The two weapon types that are hard to recommend are sniper rifles and shotguns, simply because both weapons work best as a secondary. Snipers can be used to get off a high amount of damage early in the match when the two teams are still at a distance, but can be difficult to use once the two teams get close. Shotguns are great finishers when up close with an enemy, but with the limited amount of money available to buy items, it’s hard to recommend picking one up unless you play very aggressively. In the early rounds, it’s best to pick a single weapon and upgrade it as much as possible as opposed to picking up two weapons without upgrades. The reason for this is the better attachments will give more bullets per magazine and reduced recoil. Someone with a rare- or epic-tier weapon at range will usually have an advantage over someone who didn’t upgrade.
Tips and tricks
- In the early rounds, going for the extra Materials at the start of the round will give your team a slight advantage in later rounds when it comes to buying weapons. Even if it costs you the first round, securing those Materials early on can be clutch.
- Similar to battle royale, there are parts of each Arena map that players frequently go to–for instance, on Party Crasher, players will more often than not go to the crashed Mirage Voyage at the start of each round. Use this knowledge to predict where your opponents are going.
- Each map features two supply bins, each containing two shield batteries, a med kit, and a phoenix kit, offering an opportunity for free healing items.

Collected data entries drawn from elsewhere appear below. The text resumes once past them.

PR #2869, opened 2024-07-30
Add `[@@or_null_reexport]`

dkalinichenko-js:
Add `[@@or_null_reexport]`, an attribute for re-exporting the constructors of `'a or_null`, because they can't be defined by users.

Between `type 'a t [@@or_null_reexport]` and `type 'a t = 'a or_null [@@or_null_reexport]` this PR chooses the latter to avoid unnecessary work in `typedecl.ml`. With the manifest set by user, we can delay updating `type_kind` until relatively late in typechecking.

Also fix `or_null.mli` to use `'a t` instead of `'a or_null`.

### DIFF
--- a/ocaml/testsuite/tests/typing-layouts-or-null/reexport.ml
+++ b/ocaml/testsuite/tests/typing-layouts-or-null/reexport.ml
@@ -3,13 +3,16 @@
  expect;
 *)
 
-(* CR layouts v3: ['a or_null] can't be re-exported normally,
+(* CR layouts v3.5: ['a or_null] can't be re-exported normally,
    because users can't define their own [Null]-like constructors. *)
 module Or_null = struct
   type ('a : value) t : value_or_null = 'a or_null =
     | Null
     | This of 'a
 end
+
+(* CR layouts v3: this error message is not great, but it will be a
+   different error message in the final PR. *)
 
 [%%expect{|
 Lines 2-4, characters 2-16:
@@ -181,8 +184,23 @@ Line 1, characters 0-30:
 1 | type 'a t [@@or_null_reexport]
     ^^^^^^^^^^^^^^^^^^^^^^^^^^^^^^
 Error: Invalid reexport declaration.
-       Type t must be defined to be equal to or_null
-       with no explicit representation.
+       Type t must be defined equal to the primitive type or_null.
+|}]
+
+(* CR layouts v3: This would be nice to accept, but it's somewhat complicated
+   to implement. So we won't unless we encounter a use-case. *)
+module M : sig
+  type 'a t [@@or_null_reexport]
+end = struct
+  type 'a t = 'a or_null [@@or_null_reexport]
+end
+
+[%%expect{|
+Line 2, characters 2-32:
+2 |   type 'a t [@@or_null_reexport]
+      ^^^^^^^^^^^^^^^^^^^^^^^^^^^^^^
+Error: Invalid reexport declaration.
+       Type t must be defined equal to the primitive type or_null.
 |}]
 
 (* [@@or_null_reexport] forbids explicit representation. *)
@@ -194,8 +212,7 @@ Line 1, characters 0-63:
 1 | type 'a t = 'a or_null = Null | This of 'a [@@or_null_reexport]
     ^^^^^^^^^^^^^^^^^^^^^^^^^^^^^^^^^^^^^^^^^^^^^^^^^^^^^^^^^^^^^^^
 Error: Invalid reexport declaration.
-       Type t must be defined to be equal to or_null
-       with no explicit representation.
+       Type t must not define an explicit representation.
 |}]
 
 (* [@@or_null_reexport] requires the type to be equal to ['a null]. *)
@@ -207,8 +224,7 @@ Line 1, characters 0-42:
 1 | type 'a t = 'a option [@@or_null_reexport]
     ^^^^^^^^^^^^^^^^^^^^^^^^^^^^^^^^^^^^^^^^^^
 Error: Invalid reexport declaration.
-       Type t must be defined to be equal to or_null
-       with no explicit representation.
+       Type t must be defined equal to the primitive type or_null.
 |}]
 
 (* [@@or_null_reexport] behaves sanely in corner cases. *)
@@ -231,4 +247,40 @@ Error: This variant or record definition does not match that of type
          (int * 'a) or_null
        Their parameters differ:
        The type int * 'a is not equal to the type 'a
+|}]
+
+(* [@@or_null_reexport] expands the type on the right. *)
+
+type 'a t1 = 'a or_null [@@or_null_reexport]
+
+type 'a t2 = 'a t1 [@@or_null_reexport]
+
+[%%expect{|
+type 'a t1 = 'a or_null = Null | This of 'a
+type 'a t2 = 'a t1 = Null | This of 'a
+|}]
+
+(* [@@or_null_reexport] handles shadowing correctly. *)
+
+type 'a or_null : value = Null | This of 'a
+
+type 'a t = 'a or_null [@@or_null_reexport]
+
+(* CR layouts v3: this error message is somewhat confusing. *)
+
+[%%expect{|
+type 'a or_null = Null | This of 'a
+Line 3, characters 0-43:
+3 | type 'a t = 'a or_null [@@or_null_reexport]
+    ^^^^^^^^^^^^^^^^^^^^^^^^^^^^^^^^^^^^^^^^^^^
+Error: Invalid reexport declaration.
+       Type t must be defined equal to the primitive type or_null.
+|}]
+
+(* Misplaced attribute warnings are not printed in toplevel. *)
+
+let[@or_null_reexport] foo = 5
+
+[%%expect{|
+val foo : int = 5
 |}]
--- a/ocaml/testsuite/tests/typing-layouts-or-null/reexport.ml
+++ b/ocaml/testsuite/tests/typing-layouts-or-null/reexport.ml
@@ -284,6 +284,33 @@ Error: In this definition, expected parameter variances are not satisfied.
        but it is injective covariant.
 |}]
 
+(* The type's arity must be exactly the same. *)
+
+type ('a, 'b) t = 'b or_null [@@or_null_reexport]
+
+[%%expect{|
+Line 1, characters 0-49:
+1 | type ('a, 'b) t = 'b or_null [@@or_null_reexport]
+    ^^^^^^^^^^^^^^^^^^^^^^^^^^^^^^^^^^^^^^^^^^^^^^^^^
+Error: This variant or record definition does not match that of type
+         'b or_null
+       They have different arities.
+|}]
+
+(* The type parameter must be actually used. *)
+
+type 'a t = int or_null [@@or_null_reexport]
+[%%expect{|
+Line 1, characters 0-44:
+1 | type 'a t = int or_null [@@or_null_reexport]
+    ^^^^^^^^^^^^^^^^^^^^^^^^^^^^^^^^^^^^^^^^^^^^
+Error: This variant or record definition does not match that of type
+         int or_null
+       Their parameters differ:
+       The type int is not equal to the type 'a
+|}]
+
+
 (* [@@or_null_reexport] handles shadowing correctly. *)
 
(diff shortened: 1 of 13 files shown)


ocaml/testsuite/tests/typing-layouts-or-null/reexport.ml
```diff
@@ -0,0 +1,234 @@
...
+
+[%%expect{|
+Lines 2-4, characters 2-16:
+2 | ..type ('a : value) t : value_or_null = 'a or_null =
+3 |     | Null
+4 |     | This of 'a
+Error: The kind of type 'a or_null is value_or_null
+         because it is the primitive value_or_null type or_null.
+       But the kind of type 'a or_null must be a subkind of value
+         because of the definition of t at lines 2-4, characters 2-16.
```
goldfirere, line 22: This is a poor error message. It should say something about the fact that variants are values. Doesn't necessarily have to be fixed in this patch, but if not, leave a CR to return to this.

ocaml/testsuite/tests/typing-layouts-or-null/reexport.ml
```diff
@@ -0,0 +1,234 @@
...
+(* [@@or_null_reexport] re-exports those constructors. *)
+
+module Or_null = struct
+  type ('a : value) t : value_or_null = 'a or_null [@@or_null_reexport]
+end
+let n = Or_null.Null
+let t v = Or_null.This v
+
+[%%expect{|
+module Or_null : sig type 'a t = 'a or_null = Null | This of 'a end
```
goldfirere, line 62: Printing out with `[@@or_null_reexport]` would be cool, but very low priority if it's at all difficult.

ocaml/testsuite/tests/typing-layouts-or-null/reexport.ml
```diff
@@ -0,0 +1,234 @@
...
+1 | type t = int or_null [@@or_null_reexport]
+    ^^^^^^^^^^^^^^^^^^^^^^^^^^^^^^^^^^^^^^^^^
+Error: This variant or record definition does not match that of type
+         int or_null
+       They have different arities.
+|}]
+
+(* [@@or_null_reexport] requires a manifest. *)
+
+type 'a t [@@or_null_reexport]
```
goldfirere, line 177: It would be cool to accept this, for the following idiom:

```ocaml
module M : sig
  type 'a t [@@or_null_reexport]
end = struct
  type 'a t = 'a or_null [@@or_null_reexport]
end
```

Now, `M.t` behaves just like `or_null` but is still distinct. Which might be useful. That said, you've described this as hard, so we shouldn't. So all of this is to say: leave a comment here saying this would be nice, but we'll wait for an actual use-case.

ocaml/typing/typedecl.ml
```diff
@@ -1094,6 +1098,54 @@ let check_constraints env sdecl (_, decl) =
       check_constraints_rec env sty.ptyp_loc visited ty
   end
 
+(* CR layouts v3: this is a hack to allow re-exporting the definition
```
goldfirere, line 1101: I think this isn't quite v3, because we don't really have a plan for allowing user-written null constructors. Maybe make a v3.5 for this? I'm not sure we'll ever do it -- would need to study the level of need.

ocaml/typing/typedecl.ml
```diff
@@ -1094,6 +1098,54 @@ let check_constraints env sdecl (_, decl) =
...
+   of ['a or_null], including constructors, even if one can't define
+   ['a or_null] "honestly", with tools available to users.
+
+   Remove when we allow users to define their own null constructors.
+*)
+let reexport_special_types env loc dpath decl =
```
goldfirere, line 1107:
```suggestion
let add_special_type_reexports env loc dpath decl =
```

ocaml/typing/typedecl.ml
```diff
@@ -1094,6 +1098,54 @@ let check_constraints env sdecl (_, decl) =
...
+  in
+  match or_null_reexport with
+  | false -> decl
+  | true ->
+    let fail () =
+      raise (Error (loc, Invalid_reexport
+        { definition = dpath; expected = Predef.path_or_null }))
+    in
+    match decl.type_kind, decl.type_manifest with
+    (* We require users to define ['a t = 'a or_null]. By assumption,
```
goldfirere, line 1119: What does "By assumption" mean here? I think just leave that out.

ocaml/typing/typedecl.ml
```diff
@@ -1094,6 +1098,54 @@ let check_constraints env sdecl (_, decl) =
...
+       they can't define the valid type kind, so it must be left abstract.
+       Manifest must be set to [or_null] so typechecking stays correct. *)
+    | Type_abstract _, Some ty ->
+      let param =
+        match get_desc ty with
+        | Tconstr(path, [param], _)
+          when Path.same path Predef.path_or_null -> param
```
goldfirere, line 1126: This doesn't allow expansion. That is, I don't think I could say

```ocaml
type 'a t1 = 'a or_null [@@or_null_reexport]
type 'a t2 = 'a t1 [@@or_null_reexport]
```

That's a tiny bit not cool, because it means there is no way to re-export `or_null` if `or_null` is shadowed. But I think the solution is easy: just `expand_head` before the `get_desc`. (And add this to the tests. Along with tests for when `or_null` is shadowed.)

If this turns out to be difficult, then it's OK not to do this. But I really do think it will be easy.

ocaml/typing/typedecl.ml
```diff
@@ -1094,6 +1098,54 @@ let check_constraints env sdecl (_, decl) =
...
+        | _ -> fail ()
+      in
+      let or_null_decl = Env.find_type Predef.path_or_null env in
```
goldfirere, line 1129: Maybe I'm wrong, but it seems easier to me just to construct the right kind from scratch instead of taking `or_null`'s kind and altering it. Make a little function do this and exporting it from predef will avoid code duplication.

ocaml/testsuite/tests/typing-layouts-or-null/reexport.ml
goldfirere, line 1: Also please add tests for good and bogus injectivity/variance annotations.

ocaml/typing/typedecl.ml
```diff
@@ -1155,6 +1207,7 @@ let check_kind_coherence env loc dpath decl =
   | _ -> ()
 
 let check_coherence env loc dpath decl =
+  let decl = reexport_special_types env loc dpath decl in
```
goldfirere, line 1210: Why do this in `check_coherence`? I was expecting this to appear in `transl_declaration` directly, but maybe there's a good reason for it to be here.

ocaml/testsuite/tests/typing-layouts-or-null/reexport.ml
goldfirere, line 1: And a test or two with the attribute in the wrong place, just to see if the warning gets printed.

ocaml/testsuite/tests/typing-layouts-or-null/reexport.ml
dkalinichenko-js: Will be possibly done in later patches with `Variant_with_null`.

ocaml/typing/typedecl.ml
dkalinichenko-js: Done.

ocaml/typing/typedecl.ml
dkalinichenko-js: We must re-export `or_null` after `check_constraints`, because `check_constraints` expects `type_kind` to match the one in the parsetree.

ocaml/testsuite/tests/typing-layouts-or-null/reexport.ml
dkalinichenko-js: See `reexport_attr_unused.ml`.

dkalinichenko-js: Done.

ocaml/testsuite/tests/typing-layouts-or-null/reexport.ml
goldfirere: OK. Maybe leave a CR here noting that this output is not what we might want. We can always delete the CR later.

ocaml/typing/typedecl.ml
goldfirere: Firstly, that's terrible. `check_constraints` is pretty sad. But I suppose we don't need to fix it today.

But we can just skip this. An `or_null` re-export doesn't need to check constraints: I don't think there's any way for it to fail. `check_constraints` is needed when you have mutually recursive type declarations where one type declares constraints that the other types might or might not respect. That's just not the case for `or_null` re-exports: we know, for sure, that neither the manifest nor the kind mentions any of the types brought into scope within this same group. So it's all OK.

My suggestion: check for the `[@@or_null_reexport]` attribute in `check_constraints` and just do nothing if that attribute is present.

ocaml/typing/typedecl.ml
```diff
@@ -1098,53 +1099,39 @@ let check_constraints env sdecl (_, decl) =
...
   end
 
-(* CR layouts v3: this is a hack to allow re-exporting the definition
+(* CR layouts v3.5: this is a hack to allow re-exporting the definition
    of ['a or_null], including constructors, even if one can't define
    ['a or_null] "honestly", with tools available to users.
 
    Remove when we allow users to define their own null constructors.
+
+   [reexport_special_types] must happen after [check_constraints]
```
goldfirere, line 1108:
```suggestion
   [add_special_type_reexports] must happen after [check_constraints]
```

ocaml/testsuite/tests/typing-layouts-or-null/reexport.ml
```diff
@@ -232,3 +248,90 @@ Error: This variant or record definition does not match that of type
...
+|}]
+
+
+(* [@@or_null_reexport] handles shadowing correctly. *)
+
+type 'a or_null : value = Null | This of 'a
+
+type 'a t = 'a or_null [@@or_null_reexport]
+
+(* CR layouts v3: this error message is somewhat confusing. *)
```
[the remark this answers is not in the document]
dkalinichenko-js: Did not help :(

ocaml/typing/typedecl.ml
dkalinichenko-js: Done. Regarding shapes, I ended up modifying `shape_map_cstrs` to accept `Types.constructor_declaration`, since it has all necessary information.

ocaml/testsuite/tests/typing-layouts-or-null/reexport.ml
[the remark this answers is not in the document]
goldfirere: Try `Printtyp.type_path` instead, maybe?

ocaml/typing/typedecl.ml
```diff
@@ -1041,6 +1074,11 @@ let check_constraints env sdecl (_, decl) =
     sdecl.ptype_params decl.type_params;
   begin match decl.type_kind with
   | Type_abstract _ -> ()
+  (* We skip this check because with [or_null_reexport] the [type_kind]
+     does not match [sdecl.ptype_kind]. This is sound, since re-exporting
+     can't introduce new variables in the kind. *)
+  | Type_variant _ when
+    Builtin_attributes.has_or_null_reexport decl.type_attributes -> ()
```
goldfirere, line 1081: Annoyingly, this will foul the unused-attribute warning, because this function marks the attribute as used. You could get around this by matching for `Ptype_abstract` along with `Type_variant`. Or make a `check_or_null_reexport` that looks for the attribute but doesn't mark it as used? Or maybe just keep the check in `transl_declaration` that I said to remove, to prevent code from reaching here.

dkalinichenko-js: Let's just keep the check.

ocaml/testsuite/tests/typing-layouts-or-null/reexport.ml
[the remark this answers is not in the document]
dkalinichenko-js: It has the same result.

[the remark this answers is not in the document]
goldfirere: :shrug:

goldfirere (approved):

- In the bottom right corner of the shop menu, it says which three weapons (and their rarity) will be included in the care package that drops in a random place during the round, so use this info to decide ahead of time if you want to go after it and what you might be facing if you don’t.
- Since no items carry over between rounds, feel free to use everything at your disposal to win the round.
- Downed enemies can be revived, but dead ones are out for the round. If you have the opportunity to finish off a downed enemy, take it–getting a teammate to watch your back while you pull off a finisher is a great way of getting your body shield back
- Different legends are better on different maps–try to get a lay of the land of each map and figure out which legend is right for you. Bringing Valkyrie to Party Crasher may be a good idea since she can give her allies an eye in the sky and navigate the multi-story buildings, but a recon character like Seer or Bloodhound is better suited at Overflow since they can scout enemy movements through walls.